Quote Of The Year

Timeless Quotes - Sadly The Late Paul Shetler - "Its not Your Health Record it's a Government Record Of Your Health Information"


H. L. Mencken - "For every complex problem there is an answer that is clear, simple, and wrong."

Thursday, December 15, 2016

The Thoughtful Academic Paper Everyone Is Discussing - Time For Some More Information!

I was alerted to this by Karen Dearne within moments of it appearing!

'My [Electronic] Health Record' – Cui Bono (for Whose Benefit)?

Danuta Mendelson

Deakin University, Geelong, Australia - Deakin Law School

Gabrielle Wolf

Deakin University, Geelong, Australia - Deakin Law School
December 7, 2016
(2016) 24 Journal of Law and Medicine
We examine the operation of Australia’s national electronic health records system, known as the “My Health Record system”. Pursuant to the My Health Records Act 2012 (Cth), every 38 seconds new information about Australians is uploaded onto the My Health Record system servers. This information includes diagnostic tests, general practitioners’ clinical notes, referrals to specialists and letters from specialists. Our examination demonstrates that the intentions of successive Australian Governments in enabling the collection of clinical data through the national electronic health records system, go well beyond statutorily articulated reasons (overcoming “the fragmentation of health information”; improving “the availability and quality of health information”; reducing “the occurrence of adverse medical events and the duplication of treatment”; and improving “the coordination and quality of healthcare provided to healthcare recipients by different healthcare providers”). Not only has the system failed to fulfil its statutory objectives, but it permits the wide dissemination of information that historically has been confined to the therapeutic relationship between patient and health practitioner. After considering several other purposes for which the system is apparently designed, and who stands to benefit from it, we conclude that the government risks losing the trust of Australians in its electronic health care policies unless it reveals all of its objectives and obtains patients’ consent to the use and disclosure of their information.
Number of Pages in PDF File: 14
Keywords: electronic health records system, privacy, Big Data, surveillance, control
JEL Classification: L18, K19, K39
Here is the link:
The conclusion says it all!
The My Health Record system and the legislation that establishes and supports it have fundamentally changed understandings of the functions of clinical records. No longer created and used simply to provide health care to patients, health practitioners’ records of their treatment of patients have become property for use by government and commercial entities for a variety of purposes well beyond serving patients’ therapeutic needs. Patients’ lack of control over their electronic records and derivation of minimal, if any, benefit from the My Health Record system will ultimately engender distrust in the system. To have any hope of restoring the community’s faith in electronic health records, the Australian Government will need to ensure that the My Health Record system genuinely serves patients’ interests, be completely transparent about all of the objectives of the system, and obtain patients’ agreement to the collection, use and disclosure of their health information for purposes that may not benefit them personally. In other words, the government operating the My Health Record system needs to be mindful of Immanuel Kant’s second categorical imperative to “act in such a way that you treat humanity, whether in your own person or in the person of any other, never merely as a means to an end, but always at the same time as an end”.124
Really worth a close read. I am assured the authors are genuine experts in the areas of big data etc.
The bottom line is that these authors believe that this initiative is a wrong headed, intrusive and unjustified policy intervention


Anonymous said...

Over to you Tim zkelsey, are you all about patient dignity and the rights of civil society? Or are you just out for glory using poor patients as a tool for your own selfish aims?

Anonymous said...

To be fair, he has been given an ugly, disabled pig. No amount of lipstick will fix it - and the government wants to keep the pig.

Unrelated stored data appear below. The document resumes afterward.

Issue #15440, opened 2020-09-09
Use weekly downloads in stats overview


willdurand:
See: https://discourse.mozilla.org/t/downloads-statistics/66949

This change was planned but we had to stop the execution of the cron task that updates total downloads to fix https://github.com/mozilla/addons-server/issues/15135 last month, so let's hide total downloads.

ioanarusiczki:
@willdurand From the [Bigquery samples](https://github.com/mozilla/bigquery-etl/blob/3cefa96e15cebbded340633bed240db36bb8cff5/sql/amo_dev/amo_stats_dau_v2/query.sql) I verified, all show in the [Overview ](https://addons-dev.allizom.org/en-US/firefox/addon/firefox-color/statistics/?last=90)below the chart a blue link with "Weekly Downloads" but there is no daily download data for them in the last 30 days. There is some data for the last 90 days.  

![weekly](https://user-images.githubusercontent.com/33448286/92714414-ddb30e80-f364-11ea-80bb-1f0fdd8d6d49.png)

willdurand:
@ioanarusiczki ok, thanks. -stage doesn't use BQ data yet but we should now have "Weekly downloads" on this page as well.

ioanarusiczki:
@willdurand I checked for both dev and stage using the same guids and it's the same data displayed on both servers.

PR #15441, opened 2020-09-09
Use weekly downloads in stats overview

willdurand:
Fixes https://github.com/mozilla/addons-server/issues/15440

### DIFF
--- a/src/olympia/stats/templates/stats/reports/overview.html
+++ b/src/olympia/stats/templates/stats/reports/overview.html
@@ -6,11 +6,7 @@
     <section class="island two-up">
       <div>
         <a href="downloads/">
-        {% if waffle.flag('bigquery-download-stats') %}
           {{ _('<b>{0}</b> Weekly Downloads')|format_html(addon.weekly_downloads|numberfmt) }}
-        {% else %}
-          {{ _('<b>{0}</b> Downloads')|format_html(addon.total_downloads|numberfmt) }}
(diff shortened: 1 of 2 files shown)


src/olympia/stats/templates/stats/reports/overview.html
```diff
@@ -6,11 +6,7 @@
     <section class="island two-up">
       <div>
         <a href="downloads/">
-        {% if waffle.flag('bigquery-download-stats') %}
```
eviljeff, line 9: So, is the flag `bigquery-download-stats` on already in prod?  If it is then this doesn't seem an urgent enough change to divorce from the wider removal of the code that sets/updates weekly downloads.  If it _isn't_ enabled on prod, then is weekly downloads being processed from bigquery (even with the waffle off)?

willdurand: No, the flag isn't used/enabled/active in production.

This is a consequence of the early removal of the total downloads cron task. This template currently shows the total downloads but, because we're not updating the value anymore, the value is stale and inaccurate.

Given that we were planning on showing the weekly downloads here instead, and that weekly downloads are still updated (using the legacy infra for stats), this patch removes the condition to always show the weekly downloads.

eviljeff (approved):
If there isn't already an issue logged, can we have one for removing `total_downloads` (couldn't see it in the project.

Dr David G More MB PhD said...

Surely it is Tim's job to explain to them why that is a very bad and very expensive idea?

But I guess I am in a Christmas haze!


Anonymous said...

Do you suppose the government wants to hear that? They've never listened before, why start now. The ADHA does what Ley tells it. Tim should have worked that one out by now.

Anonymous said...

2:27 PM The ADHA does what Ley tells it.
The ADHA does what the bureaucrats want it to do. Senior bureaucrats are on the ADHA Board. The Minister does what the bureaucrats advise her to do. The Minister does not have the depth of knowledge or expertise to do otherwise - she is dependent on the advice provided by her Department. Senior bureaucrats in the Department control the Agenda; always have, always will. The less knowledge they have the more influence they exert to prove to themselves they know what they are doing.

Anonymous said...

Well the ADHA is what it was intended to be - Another Department of Health Adjunct.

Anonymous said...

Concerning paper indeed, what will the consumer health forum do? What will various privacy groups do? Very little is my guess, faced with reality they will scamper into the shadows and get flogged off with some sort of research grant and write a paper on how wonderful this all is.